(Collected data entries)
PR #211, opened 2016-01-27
Change fs_scandir_next() to return two values instead of a table

### LINKED ISSUE #201: Function fs_scandir_next creates tables unnecessarily
I think `fs_scandir_next` is being unnecessarily wasteful here: https://github.com/luvit/luv/blob/master/src/fs.c#L406-L436

Instead of creating a table at each call it could simply return 2 values (name and type). For programs that scan lots of big dirs, this is going to be much faster, and more importantly won't create a lot of garbage and put a lot of pressure on the GC.

The resulting code is also simpler to use. A table only adds complexity here, IMHO.

tbastos:
Changes:
- Closes #201 (Change `fs_scandir_next()` to return two values instead of a table)
- Increase interval tolerance in test "timer - timeout with interval" in order to avoid random fails on AppVeyor and slow CI servers. Increased from 50ms to 100ms.

### DIFF
--- a/src/fs.c
+++ b/src/fs.c
@@ -416,24 +416,21 @@ static int luv_fs_scandir_next(lua_State* L) {
     return 0;
   }
   if (ret < 0) return luv_error(L, ret);
-  lua_createtable(L, 0, 2);
   lua_pushstring(L, ent.name);
-  lua_setfield(L, -2, "name");
+  if (ent.type == UV_DIRENT_UNKNOWN) return 1;
   switch (ent.type) {
-    case UV_DIRENT_UNKNOWN: type = NULL; break;
-    case UV_DIRENT_FILE: type = "file"; break;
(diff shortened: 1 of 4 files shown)


tbastos:
PS: do you mind uploading a new luarocks release after this? I'll need it for my project and it can't be done with a PR, unfortunately. Thanks!

creationix:
It says there are conflicts.  Can you rebase the PR with master?

tbastos:
Conflict fixed. Please don't forget the new luarocks release ;)

creationix:
Ok, I think it's published. http://luarocks.org/modules/creationix/luv/1.8.0-1

tbastos:
Thanks! My AppVeyor is almost functional again :)

I thought you'd bump the version number since there were breaking API changes, but it doesn't really matter for me.

creationix:
I would, but the version number matches the upstream libuv version which we didn't change.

- _Activity_
Transcribe the entries exactly.

- _Finished exercise_
PR #211, opened 2016-01-27
Change fs_scandir_next() to return two values instead of a table

### LINKED ISSUE #201: Function fs_scandir_next creates tables unnecessarily
I think `fs_scandir_next` is being unnecessarily wasteful here: https://github.com/luvit/luv/blob/master/src/fs.c#L406-L436

Instead of creating a table at each call it could simply return 2 values (name and type). For programs that scan lots of big dirs, this is going to be much faster, and more importantly won't create a lot of garbage and put a lot of pressure on the GC.

The resulting code is also simpler to use. A table only adds complexity here, IMHO.

tbastos:
Changes:
- Closes #201 (Change `fs_scandir_next()` to return two values instead of a table)
- Increase interval tolerance in test "timer - timeout with interval" in order to avoid random fails on AppVeyor and slow CI servers. Increased from 50ms to 100ms.

### DIFF
--- a/src/fs.c
+++ b/src/fs.c
@@ -416,24 +416,21 @@ static int luv_fs_scandir_next(lua_State* L) {
     return 0;
   }
   if (ret < 0) return luv_error(L, ret);
-  lua_createtable(L, 0, 2);
   lua_pushstring(L, ent.name);
-  lua_setfield(L, -2, "name");
+  if (ent.type == UV_DIRENT_UNKNOWN) return 1;
   switch (ent.type) {
-    case UV_DIRENT_UNKNOWN: type = NULL; break;
-    case UV_DIRENT_FILE: type = "file"; break;
(diff shortened: 1 of 4 files shown)


tbastos:
PS: do you mind uploading a new luarocks release after this? I'll need it for my project and it can't be done with a PR, unfortunately. Thanks!

creationix:
It says there are conflicts.  Can you rebase the PR with master?

tbastos:
Conflict fixed. Please don't forget the new luarocks release ;)

creationix:
Ok, I think it's published. http://luarocks.org/modules/creationix/luv/1.8.0-1

tbastos:
Thanks! My AppVeyor is almost functional again :)

I thought you'd bump the version number since there were breaking API changes, but it doesn't really matter for me.

creationix:
I would, but the version number matches the upstream libuv version which we didn't change.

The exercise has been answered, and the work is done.